Berita


KAI Siap Terlibat Proyek Kereta Ekspres Bandara

JAKARTA — PT Kereta Api Indonesia berkomitmen terlibat dalam operasional kereta api ekspres Bandara Soekarno-Hatta ke Bandara Halim Perdanakusuma jika ditugaskan oleh pemerintah.
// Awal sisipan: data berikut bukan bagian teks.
PR #7783, opened 2026-06-08
Fix delete timeouts by batching PublishedArtifact bulk deletes

git-hyagi:
Materialize publication PKs upfront to avoid nested IN subqueries that produce poor execution plans in PostgreSQL. Delete PublishedArtifacts in batches of 500 to limit per-statement WAL size. In RepositoryVersion deletion, pre-delete PublishedArtifacts before the select_for_update block to avoid holding row locks during the slow bulk delete.

### 📜 Checklist

### DIFF
--- a/pulpcore/app/models/repository.py
+++ b/pulpcore/app/models/repository.py
@@ -544,20 +544,28 @@ class Repository(MasterModel):
         #
         # [0] https://docs.djangoproject.com/en/4.2/ref/models/querysets/#delete
         with transaction.atomic():
-            repo_versions = RepositoryVersion.objects.filter(repository=self)
             repo_contents = RepositoryContent.objects.filter(repository=self)
-            publications = Publication.objects.filter(
-                repository_version__in=repo_versions.values_list("pk", flat=True)
-            )
-            published_artifacts = PublishedArtifact.objects.filter(
-                publication__in=publications.values_list("pk", flat=True)
+
+            # Materialize publication PKs to avoid nested IN subqueries that
+            # produce poor execution plans in PostgreSQL.
+            publication_pks = list(
+                Publication.objects.filter(
+                    repository_version__repository=self,
+                ).values_list("pk", flat=True)
             )
 
             # PublishedArtifact and RepositoryContent are the two most numerous object types
             # PublishedMetadata would be trickier to delete because it's a Content subclass
             # that is ignored by orphan cleanup, so to delete those in this way would require
             # manual intervention
-            published_artifacts._raw_delete(published_artifacts.db)
+            # Delete published artifacts in batches to limit per-statement WAL size.
+            batch_size = 500
+            for start in range(0, len(publication_pks), batch_size):
+                batch = publication_pks[start : start + batch_size]
+                PublishedArtifact.objects.filter(publication_id__in=batch)._raw_delete(
+                    PublishedArtifact.objects.db
+                )
+
             repo_contents._raw_delete(repo_contents.db)
 
             # Anything not deleted manually above will be caught up in Django cascade. Deleting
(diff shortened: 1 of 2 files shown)


pulpcore/app/models/repository.py
```diff
@@ -544,20 +544,25 @@ def delete(self, **kwargs):
...
+            publication_pks = list(
+                Publication.objects.filter(
+                    repository_version__repository=self,
+                ).values_list("pk", flat=True)
             )
 
-            # PublishedArtifact and RepositoryContent are the two most numerous object types
-            # PublishedMetadata would be trickier to delete because it's a Content subclass
-            # that is ignored by orphan cleanup, so to delete those in this way would require
-            # manual intervention
```
dralley, line 559: Don't delete this note (I know Claude did, I just hate when Claude does this)

dralley:
@git-hyagi Do you have any information about the practical impact this has?

git-hyagi:
> @git-hyagi Do you have any information about the practical impact this has?

Hi @dralley,

We ran some tests with an RPM repository defined with autopublish=true and 100k pkgs. Without this change, whenever we tried to delete the repo, it was taking ~5 minutes. After this change, we saw different results. Sometimes we saw 3–4 minutes, but we also saw the same task taking less than 10 seconds.
The environment where we ran the tests is not isolated (it is used by several other users), so it is hard to measure the impact of the other workloads running at the same time we were doing the tests, but we saw some improvements with the timeouts we were seeing: https://redhat.atlassian.net/browse/PULP-1361.
We believe that, even though the delete itself can sometimes take a lot of time to finish, this change can still be helpful because instead of "locking" the entire database until the delete finishes, other tasks seem to be able to run in between the batch executions.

Direktur Utama PT Kereta Api Indonesia (KAI) Edi Sukmoro mengatakan pihaknya diminta pemerintah untuk turut berpartisipasi dalam menggarap proyek pembangunan maupun operasional kereta api (KA) ekspres yang menghubungkan Halim dan Soekarno-Hatta walaupun ada revisi trase melewati Stasiun Gambir dan Jakarta Kota. “Kami kalau diberi penugasan untuk mengerjakan KA yang elevated ke bandara itu kami siap. Tapi walaupun tidak diberi [penugasan], kami pun siap untuk mengerjakannya,” katanya, Jumat (19/6).

Sejauh ini, dia menjelaskan PT KAI berkomunikasi dengan Kementerian Badan Usaha Milik Negara (BUMN) untuk merumuskan keikutsertaan dalam proyek KA ekspres bandara.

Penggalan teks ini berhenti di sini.